(Collected data entries)

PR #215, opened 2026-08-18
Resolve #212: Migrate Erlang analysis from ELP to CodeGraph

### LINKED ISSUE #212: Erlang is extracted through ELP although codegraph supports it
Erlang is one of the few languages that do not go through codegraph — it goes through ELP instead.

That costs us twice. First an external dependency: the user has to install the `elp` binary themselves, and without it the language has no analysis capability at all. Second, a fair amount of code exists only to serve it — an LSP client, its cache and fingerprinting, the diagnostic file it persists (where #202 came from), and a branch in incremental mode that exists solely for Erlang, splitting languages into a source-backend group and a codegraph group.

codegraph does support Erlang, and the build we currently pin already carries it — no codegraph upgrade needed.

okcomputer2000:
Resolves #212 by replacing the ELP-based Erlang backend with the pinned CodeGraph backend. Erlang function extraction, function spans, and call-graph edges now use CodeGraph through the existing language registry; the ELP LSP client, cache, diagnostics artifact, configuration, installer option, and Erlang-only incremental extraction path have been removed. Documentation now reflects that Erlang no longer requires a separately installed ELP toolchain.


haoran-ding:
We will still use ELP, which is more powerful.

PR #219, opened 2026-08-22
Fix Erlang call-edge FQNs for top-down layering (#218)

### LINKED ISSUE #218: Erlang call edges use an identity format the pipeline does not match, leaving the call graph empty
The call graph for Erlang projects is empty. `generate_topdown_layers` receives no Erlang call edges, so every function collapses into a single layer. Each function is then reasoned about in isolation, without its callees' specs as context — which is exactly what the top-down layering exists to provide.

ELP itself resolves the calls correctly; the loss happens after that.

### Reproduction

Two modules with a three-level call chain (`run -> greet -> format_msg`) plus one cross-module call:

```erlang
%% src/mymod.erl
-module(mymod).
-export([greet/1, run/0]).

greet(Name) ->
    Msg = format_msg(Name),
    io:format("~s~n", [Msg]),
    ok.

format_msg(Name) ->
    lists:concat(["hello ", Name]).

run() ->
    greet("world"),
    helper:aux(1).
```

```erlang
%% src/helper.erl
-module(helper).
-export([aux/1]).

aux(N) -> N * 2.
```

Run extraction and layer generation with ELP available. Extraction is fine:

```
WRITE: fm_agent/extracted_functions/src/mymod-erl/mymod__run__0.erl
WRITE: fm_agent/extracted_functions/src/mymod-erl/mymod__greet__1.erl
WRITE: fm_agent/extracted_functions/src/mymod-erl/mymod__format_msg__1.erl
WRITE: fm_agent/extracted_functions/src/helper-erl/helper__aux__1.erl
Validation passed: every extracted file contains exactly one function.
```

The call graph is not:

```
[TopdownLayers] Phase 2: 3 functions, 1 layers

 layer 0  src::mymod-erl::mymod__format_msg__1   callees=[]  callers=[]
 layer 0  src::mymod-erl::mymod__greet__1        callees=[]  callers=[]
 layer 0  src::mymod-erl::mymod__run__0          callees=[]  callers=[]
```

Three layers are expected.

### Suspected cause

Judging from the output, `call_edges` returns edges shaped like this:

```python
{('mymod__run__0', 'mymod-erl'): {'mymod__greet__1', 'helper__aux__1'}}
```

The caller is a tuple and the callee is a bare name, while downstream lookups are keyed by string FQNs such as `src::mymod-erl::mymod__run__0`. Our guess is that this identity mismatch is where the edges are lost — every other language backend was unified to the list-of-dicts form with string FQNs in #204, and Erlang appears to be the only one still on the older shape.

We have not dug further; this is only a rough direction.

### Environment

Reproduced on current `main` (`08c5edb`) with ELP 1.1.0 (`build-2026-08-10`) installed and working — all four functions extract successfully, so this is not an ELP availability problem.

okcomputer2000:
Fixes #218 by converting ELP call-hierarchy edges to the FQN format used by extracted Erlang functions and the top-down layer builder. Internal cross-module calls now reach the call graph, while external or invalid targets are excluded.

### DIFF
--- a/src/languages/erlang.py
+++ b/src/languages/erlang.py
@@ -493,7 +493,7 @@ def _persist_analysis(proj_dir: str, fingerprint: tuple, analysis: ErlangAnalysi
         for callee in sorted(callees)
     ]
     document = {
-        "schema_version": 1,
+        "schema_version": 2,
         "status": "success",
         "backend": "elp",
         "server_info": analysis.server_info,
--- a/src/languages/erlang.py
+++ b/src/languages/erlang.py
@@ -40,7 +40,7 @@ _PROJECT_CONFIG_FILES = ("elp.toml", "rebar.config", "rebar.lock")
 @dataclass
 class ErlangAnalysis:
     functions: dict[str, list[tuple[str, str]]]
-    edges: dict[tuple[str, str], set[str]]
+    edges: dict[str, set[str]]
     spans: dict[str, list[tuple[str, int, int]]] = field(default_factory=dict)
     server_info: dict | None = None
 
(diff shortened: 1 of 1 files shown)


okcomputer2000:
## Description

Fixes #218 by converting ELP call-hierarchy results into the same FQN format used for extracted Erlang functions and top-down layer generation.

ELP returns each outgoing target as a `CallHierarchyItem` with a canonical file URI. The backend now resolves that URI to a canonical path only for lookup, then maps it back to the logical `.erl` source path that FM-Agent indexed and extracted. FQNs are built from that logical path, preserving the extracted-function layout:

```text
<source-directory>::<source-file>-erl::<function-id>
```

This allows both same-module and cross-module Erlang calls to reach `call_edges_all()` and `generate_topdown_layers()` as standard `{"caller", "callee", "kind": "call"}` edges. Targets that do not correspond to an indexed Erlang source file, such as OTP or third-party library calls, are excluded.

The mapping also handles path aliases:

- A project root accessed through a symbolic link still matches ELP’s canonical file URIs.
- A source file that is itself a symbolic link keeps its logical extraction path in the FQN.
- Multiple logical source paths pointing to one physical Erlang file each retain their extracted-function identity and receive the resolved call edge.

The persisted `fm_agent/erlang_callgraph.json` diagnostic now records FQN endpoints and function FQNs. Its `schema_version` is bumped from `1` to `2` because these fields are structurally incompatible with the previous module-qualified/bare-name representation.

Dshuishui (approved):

* WHAT TO WORK ON *
Nothing may change. Retype all of the entries.

* OUTPUT BELOW *
PR #215, opened 2026-08-18
Resolve #212: Migrate Erlang analysis from ELP to CodeGraph

### LINKED ISSUE #212: Erlang is extracted through ELP although codegraph supports it
Erlang is one of the few languages that do not go through codegraph — it goes through ELP instead.

That costs us twice. First an external dependency: the user has to install the `elp` binary themselves, and without it the language has no analysis capability at all. Second, a fair amount of code exists only to serve it — an LSP client, its cache and fingerprinting, the diagnostic file it persists (where #202 came from), and a branch in incremental mode that exists solely for Erlang, splitting languages into a source-backend group and a codegraph group.

codegraph does support Erlang, and the build we currently pin already carries it — no codegraph upgrade needed.

okcomputer2000:
Resolves #212 by replacing the ELP-based Erlang backend with the pinned CodeGraph backend. Erlang function extraction, function spans, and call-graph edges now use CodeGraph through the existing language registry; the ELP LSP client, cache, diagnostics artifact, configuration, installer option, and Erlang-only incremental extraction path have been removed. Documentation now reflects that Erlang no longer requires a separately installed ELP toolchain.


haoran-ding:
We will still use ELP, which is more powerful.

PR #219, opened 2026-08-22
Fix Erlang call-edge FQNs for top-down layering (#218)

### LINKED ISSUE #218: Erlang call edges use an identity format the pipeline does not match, leaving the call graph empty
The call graph for Erlang projects is empty. `generate_topdown_layers` receives no Erlang call edges, so every function collapses into a single layer. Each function is then reasoned about in isolation, without its callees' specs as context — which is exactly what the top-down layering exists to provide.

ELP itself resolves the calls correctly; the loss happens after that.

### Reproduction

Two modules with a three-level call chain (`run -> greet -> format_msg`) plus one cross-module call:

```erlang
%% src/mymod.erl
-module(mymod).
-export([greet/1, run/0]).

greet(Name) ->
    Msg = format_msg(Name),
    io:format("~s~n", [Msg]),
    ok.

format_msg(Name) ->
    lists:concat(["hello ", Name]).

run() ->
    greet("world"),
    helper:aux(1).
```

```erlang
%% src/helper.erl
-module(helper).
-export([aux/1]).

aux(N) -> N * 2.
```

Run extraction and layer generation with ELP available. Extraction is fine:

```
WRITE: fm_agent/extracted_functions/src/mymod-erl/mymod__run__0.erl
WRITE: fm_agent/extracted_functions/src/mymod-erl/mymod__greet__1.erl
WRITE: fm_agent/extracted_functions/src/mymod-erl/mymod__format_msg__1.erl
WRITE: fm_agent/extracted_functions/src/helper-erl/helper__aux__1.erl
Validation passed: every extracted file contains exactly one function.
```

The call graph is not:

```
[TopdownLayers] Phase 2: 3 functions, 1 layers

 layer 0  src::mymod-erl::mymod__format_msg__1   callees=[]  callers=[]
 layer 0  src::mymod-erl::mymod__greet__1        callees=[]  callers=[]
 layer 0  src::mymod-erl::mymod__run__0          callees=[]  callers=[]
```

Three layers are expected.

### Suspected cause

Judging from the output, `call_edges` returns edges shaped like this:

```python
{('mymod__run__0', 'mymod-erl'): {'mymod__greet__1', 'helper__aux__1'}}
```

The caller is a tuple and the callee is a bare name, while downstream lookups are keyed by string FQNs such as `src::mymod-erl::mymod__run__0`. Our guess is that this identity mismatch is where the edges are lost — every other language backend was unified to the list-of-dicts form with string FQNs in #204, and Erlang appears to be the only one still on the older shape.

We have not dug further; this is only a rough direction.

### Environment

Reproduced on current `main` (`08c5edb`) with ELP 1.1.0 (`build-2026-08-10`) installed and working — all four functions extract successfully, so this is not an ELP availability problem.

okcomputer2000:
Fixes #218 by converting ELP call-hierarchy edges to the FQN format used by extracted Erlang functions and the top-down layer builder. Internal cross-module calls now reach the call graph, while external or invalid targets are excluded.

### DIFF
--- a/src/languages/erlang.py
+++ b/src/languages/erlang.py
@@ -493,7 +493,7 @@ def _persist_analysis(proj_dir: str, fingerprint: tuple, analysis: ErlangAnalysi
         for callee in sorted(callees)
     ]
     document = {
-        "schema_version": 1,
+        "schema_version": 2,
         "status": "success",
         "backend": "elp",
         "server_info": analysis.server_info,
--- a/src/languages/erlang.py
+++ b/src/languages/erlang.py
@@ -40,7 +40,7 @@ _PROJECT_CONFIG_FILES = ("elp.toml", "rebar.config", "rebar.lock")
 @dataclass
 class ErlangAnalysis:
     functions: dict[str, list[tuple[str, str]]]
-    edges: dict[tuple[str, str], set[str]]
+    edges: dict[str, set[str]]
     spans: dict[str, list[tuple[str, int, int]]] = field(default_factory=dict)
     server_info: dict | None = None
 
(diff shortened: 1 of 1 files shown)


okcomputer2000:
## Description

Fixes #218 by converting ELP call-hierarchy results into the same FQN format used for extracted Erlang functions and top-down layer generation.

ELP returns each outgoing target as a `CallHierarchyItem` with a canonical file URI. The backend now resolves that URI to a canonical path only for lookup, then maps it back to the logical `.erl` source path that FM-Agent indexed and extracted. FQNs are built from that logical path, preserving the extracted-function layout:

```text
<source-directory>::<source-file>-erl::<function-id>
```

This allows both same-module and cross-module Erlang calls to reach `call_edges_all()` and `generate_topdown_layers()` as standard `{"caller", "callee", "kind": "call"}` edges. Targets that do not correspond to an indexed Erlang source file, such as OTP or third-party library calls, are excluded.

The mapping also handles path aliases:

- A project root accessed through a symbolic link still matches ELP’s canonical file URIs.
- A source file that is itself a symbolic link keeps its logical extraction path in the FQN.
- Multiple logical source paths pointing to one physical Erlang file each retain their extracted-function identity and receive the resolved call edge.

The persisted `fm_agent/erlang_callgraph.json` diagnostic now records FQN endpoints and function FQNs. Its `schema_version` is bumped from `1` to `2` because these fields are structurally incompatible with the previous module-qualified/bare-name representation.

Dshuishui (approved):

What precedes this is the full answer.